What you should do: If a line in the data below contains the word "were", copy it out.

Stored dataset items:
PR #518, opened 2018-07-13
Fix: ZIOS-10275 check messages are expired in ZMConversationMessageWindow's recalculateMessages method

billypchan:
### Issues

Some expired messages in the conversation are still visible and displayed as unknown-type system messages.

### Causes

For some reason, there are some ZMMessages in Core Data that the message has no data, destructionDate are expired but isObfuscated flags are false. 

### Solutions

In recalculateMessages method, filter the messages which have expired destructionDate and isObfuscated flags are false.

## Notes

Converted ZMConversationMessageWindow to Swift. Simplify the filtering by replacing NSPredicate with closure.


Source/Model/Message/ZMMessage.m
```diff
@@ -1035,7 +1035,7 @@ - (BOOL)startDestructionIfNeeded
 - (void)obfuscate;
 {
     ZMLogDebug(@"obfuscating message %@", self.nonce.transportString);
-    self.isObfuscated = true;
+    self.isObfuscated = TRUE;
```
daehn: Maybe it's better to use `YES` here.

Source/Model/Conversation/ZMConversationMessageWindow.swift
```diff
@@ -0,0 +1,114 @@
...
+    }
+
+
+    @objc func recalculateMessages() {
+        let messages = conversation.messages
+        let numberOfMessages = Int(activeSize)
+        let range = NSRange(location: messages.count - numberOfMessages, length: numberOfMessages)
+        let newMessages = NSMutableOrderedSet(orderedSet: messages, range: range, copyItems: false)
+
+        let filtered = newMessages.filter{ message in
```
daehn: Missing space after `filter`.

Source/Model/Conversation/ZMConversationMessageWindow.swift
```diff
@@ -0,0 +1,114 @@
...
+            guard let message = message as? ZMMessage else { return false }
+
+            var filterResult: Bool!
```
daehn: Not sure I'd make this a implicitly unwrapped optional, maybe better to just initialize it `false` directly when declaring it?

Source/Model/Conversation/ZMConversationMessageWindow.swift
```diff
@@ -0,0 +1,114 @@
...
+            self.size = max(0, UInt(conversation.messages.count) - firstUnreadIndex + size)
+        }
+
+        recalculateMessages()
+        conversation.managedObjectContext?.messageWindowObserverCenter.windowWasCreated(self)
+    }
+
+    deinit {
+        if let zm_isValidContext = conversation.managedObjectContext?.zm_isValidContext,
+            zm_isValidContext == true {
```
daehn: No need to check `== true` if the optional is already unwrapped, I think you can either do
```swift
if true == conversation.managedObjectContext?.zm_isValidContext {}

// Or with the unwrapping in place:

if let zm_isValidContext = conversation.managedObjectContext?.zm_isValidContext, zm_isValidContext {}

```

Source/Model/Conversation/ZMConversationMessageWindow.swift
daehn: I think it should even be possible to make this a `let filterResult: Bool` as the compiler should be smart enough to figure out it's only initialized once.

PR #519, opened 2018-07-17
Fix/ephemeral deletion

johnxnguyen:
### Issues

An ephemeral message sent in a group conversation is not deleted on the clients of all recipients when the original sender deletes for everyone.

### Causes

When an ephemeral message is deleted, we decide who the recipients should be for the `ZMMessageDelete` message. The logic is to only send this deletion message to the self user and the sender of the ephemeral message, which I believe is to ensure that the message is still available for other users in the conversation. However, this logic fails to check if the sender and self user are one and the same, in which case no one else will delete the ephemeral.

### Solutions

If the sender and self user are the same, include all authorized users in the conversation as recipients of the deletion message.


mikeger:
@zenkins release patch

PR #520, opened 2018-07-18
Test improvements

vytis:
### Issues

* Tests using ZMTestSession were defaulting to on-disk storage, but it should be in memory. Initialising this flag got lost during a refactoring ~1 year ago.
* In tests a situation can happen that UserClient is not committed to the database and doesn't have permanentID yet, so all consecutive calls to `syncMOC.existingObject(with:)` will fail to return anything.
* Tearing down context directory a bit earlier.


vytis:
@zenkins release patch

--

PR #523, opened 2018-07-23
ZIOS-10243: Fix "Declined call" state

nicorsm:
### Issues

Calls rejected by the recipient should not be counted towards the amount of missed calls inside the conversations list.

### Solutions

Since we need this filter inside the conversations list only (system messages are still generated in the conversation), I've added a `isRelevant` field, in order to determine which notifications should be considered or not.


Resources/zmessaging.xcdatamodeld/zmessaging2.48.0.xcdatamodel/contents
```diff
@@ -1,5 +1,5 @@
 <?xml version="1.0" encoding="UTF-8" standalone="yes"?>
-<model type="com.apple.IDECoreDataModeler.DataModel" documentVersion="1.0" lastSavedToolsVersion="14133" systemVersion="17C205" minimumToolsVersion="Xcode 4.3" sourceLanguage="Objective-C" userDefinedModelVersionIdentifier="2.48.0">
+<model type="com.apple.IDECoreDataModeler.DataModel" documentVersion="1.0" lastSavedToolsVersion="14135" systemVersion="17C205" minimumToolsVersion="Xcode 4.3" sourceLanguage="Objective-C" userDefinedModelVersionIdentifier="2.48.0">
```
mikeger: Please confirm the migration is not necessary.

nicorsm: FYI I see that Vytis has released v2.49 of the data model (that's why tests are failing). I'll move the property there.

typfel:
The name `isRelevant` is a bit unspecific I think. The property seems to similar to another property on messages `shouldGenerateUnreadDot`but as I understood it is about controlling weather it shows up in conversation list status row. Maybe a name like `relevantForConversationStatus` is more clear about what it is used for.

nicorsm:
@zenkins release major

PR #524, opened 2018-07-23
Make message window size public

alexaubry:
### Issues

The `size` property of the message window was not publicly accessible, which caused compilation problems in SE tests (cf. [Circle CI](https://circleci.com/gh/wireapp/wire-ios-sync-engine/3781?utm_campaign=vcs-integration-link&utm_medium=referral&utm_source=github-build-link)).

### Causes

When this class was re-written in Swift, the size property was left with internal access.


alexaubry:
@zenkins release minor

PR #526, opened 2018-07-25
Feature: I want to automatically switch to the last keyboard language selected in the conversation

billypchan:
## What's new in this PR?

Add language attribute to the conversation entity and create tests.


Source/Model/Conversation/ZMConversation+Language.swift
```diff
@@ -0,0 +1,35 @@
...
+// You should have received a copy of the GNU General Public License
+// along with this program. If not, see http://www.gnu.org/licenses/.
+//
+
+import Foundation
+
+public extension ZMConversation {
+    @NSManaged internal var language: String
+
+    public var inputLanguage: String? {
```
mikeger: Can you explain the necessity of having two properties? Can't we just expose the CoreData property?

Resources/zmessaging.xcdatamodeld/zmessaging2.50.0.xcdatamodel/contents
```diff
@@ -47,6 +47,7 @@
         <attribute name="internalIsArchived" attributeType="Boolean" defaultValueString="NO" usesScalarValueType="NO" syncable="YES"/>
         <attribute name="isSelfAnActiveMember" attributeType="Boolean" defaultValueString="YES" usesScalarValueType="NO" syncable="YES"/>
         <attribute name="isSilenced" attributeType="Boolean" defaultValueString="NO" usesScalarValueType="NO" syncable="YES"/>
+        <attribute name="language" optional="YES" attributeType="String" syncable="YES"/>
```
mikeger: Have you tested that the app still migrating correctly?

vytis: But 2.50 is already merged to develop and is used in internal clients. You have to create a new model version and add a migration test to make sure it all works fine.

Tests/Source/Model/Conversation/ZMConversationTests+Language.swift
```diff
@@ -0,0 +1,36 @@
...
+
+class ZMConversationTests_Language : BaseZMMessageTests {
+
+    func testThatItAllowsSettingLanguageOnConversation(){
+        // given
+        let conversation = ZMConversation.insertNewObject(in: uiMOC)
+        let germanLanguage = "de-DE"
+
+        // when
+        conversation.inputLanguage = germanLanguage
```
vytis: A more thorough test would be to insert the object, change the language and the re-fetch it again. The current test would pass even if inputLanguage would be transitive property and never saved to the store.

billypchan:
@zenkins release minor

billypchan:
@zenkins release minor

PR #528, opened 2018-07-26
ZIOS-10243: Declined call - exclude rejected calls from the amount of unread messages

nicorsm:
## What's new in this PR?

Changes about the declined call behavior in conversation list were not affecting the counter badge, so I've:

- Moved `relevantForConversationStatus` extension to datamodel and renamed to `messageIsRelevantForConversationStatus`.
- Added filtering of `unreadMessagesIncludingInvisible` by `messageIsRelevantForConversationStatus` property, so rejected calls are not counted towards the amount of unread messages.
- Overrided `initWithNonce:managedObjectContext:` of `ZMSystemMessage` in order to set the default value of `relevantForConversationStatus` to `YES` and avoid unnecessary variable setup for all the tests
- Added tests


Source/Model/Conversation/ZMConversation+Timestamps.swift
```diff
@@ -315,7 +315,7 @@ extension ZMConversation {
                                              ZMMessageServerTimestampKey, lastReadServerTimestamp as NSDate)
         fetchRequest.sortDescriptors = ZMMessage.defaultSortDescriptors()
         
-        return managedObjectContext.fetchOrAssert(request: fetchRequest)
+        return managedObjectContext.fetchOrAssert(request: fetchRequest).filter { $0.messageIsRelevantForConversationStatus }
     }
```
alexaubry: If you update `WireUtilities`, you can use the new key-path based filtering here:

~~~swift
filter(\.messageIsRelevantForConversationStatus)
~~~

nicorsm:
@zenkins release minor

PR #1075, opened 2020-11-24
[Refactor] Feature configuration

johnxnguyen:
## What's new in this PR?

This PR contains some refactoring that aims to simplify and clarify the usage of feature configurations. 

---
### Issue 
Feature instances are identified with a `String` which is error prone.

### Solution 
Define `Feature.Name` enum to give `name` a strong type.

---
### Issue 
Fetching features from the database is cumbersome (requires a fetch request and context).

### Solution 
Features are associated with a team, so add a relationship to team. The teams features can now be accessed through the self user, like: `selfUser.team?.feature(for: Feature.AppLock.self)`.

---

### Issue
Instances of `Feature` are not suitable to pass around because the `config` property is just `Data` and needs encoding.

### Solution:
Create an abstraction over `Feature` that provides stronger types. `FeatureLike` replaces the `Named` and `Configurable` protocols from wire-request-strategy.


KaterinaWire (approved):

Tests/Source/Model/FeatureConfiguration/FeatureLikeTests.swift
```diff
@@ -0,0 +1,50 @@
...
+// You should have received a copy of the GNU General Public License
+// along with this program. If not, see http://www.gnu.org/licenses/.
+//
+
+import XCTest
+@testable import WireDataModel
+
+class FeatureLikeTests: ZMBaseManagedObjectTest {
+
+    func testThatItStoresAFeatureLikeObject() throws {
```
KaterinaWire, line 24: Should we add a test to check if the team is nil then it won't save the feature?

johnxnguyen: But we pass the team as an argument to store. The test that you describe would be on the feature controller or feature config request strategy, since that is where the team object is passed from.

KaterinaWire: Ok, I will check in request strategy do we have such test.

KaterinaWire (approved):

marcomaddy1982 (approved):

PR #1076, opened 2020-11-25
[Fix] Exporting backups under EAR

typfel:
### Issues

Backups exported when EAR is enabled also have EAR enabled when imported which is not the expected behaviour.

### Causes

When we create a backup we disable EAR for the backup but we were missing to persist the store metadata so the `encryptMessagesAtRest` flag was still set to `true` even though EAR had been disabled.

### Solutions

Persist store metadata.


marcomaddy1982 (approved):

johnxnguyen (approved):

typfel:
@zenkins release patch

Solution to this task:
* Tests using ZMTestSession were defaulting to on-disk storage, but it should be in memory. Initialising this flag got lost during a refactoring ~1 year ago.
Changes about the declined call behavior in conversation list were not affecting the counter badge, so I've:
When we create a backup we disable EAR for the backup but we were missing to persist the store metadata so the `encryptMessagesAtRest` flag was still set to `true` even though EAR had been disabled.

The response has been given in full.